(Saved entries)
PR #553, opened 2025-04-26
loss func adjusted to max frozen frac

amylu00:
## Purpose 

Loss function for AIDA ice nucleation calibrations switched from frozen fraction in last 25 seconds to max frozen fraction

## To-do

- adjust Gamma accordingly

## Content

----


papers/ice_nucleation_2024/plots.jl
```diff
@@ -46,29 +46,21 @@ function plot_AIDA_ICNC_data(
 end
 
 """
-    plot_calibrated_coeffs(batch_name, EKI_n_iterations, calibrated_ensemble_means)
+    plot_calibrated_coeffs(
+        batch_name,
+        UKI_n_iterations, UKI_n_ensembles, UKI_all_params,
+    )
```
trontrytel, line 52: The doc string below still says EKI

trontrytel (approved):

> **Exercise goal**
Retype the records, line for line.

> **Output of the task**
PR #553, opened 2025-04-26
loss func adjusted to max frozen frac

amylu00:
## Purpose 

Loss function for AIDA ice nucleation calibrations switched from frozen fraction in last 25 seconds to max frozen fraction

## To-do

- adjust Gamma accordingly

## Content

----


papers/ice_nucleation_2024/plots.jl
```diff
@@ -46,29 +46,21 @@ function plot_AIDA_ICNC_data(
 end
 
 """
-    plot_calibrated_coeffs(batch_name, EKI_n_iterations, calibrated_ensemble_means)
+    plot_calibrated_coeffs(
+        batch_name,
+        UKI_n_iterations, UKI_n_ensembles, UKI_all_params,
+    )
```
trontrytel, line 52: The doc string below still says EKI

trontrytel (approved):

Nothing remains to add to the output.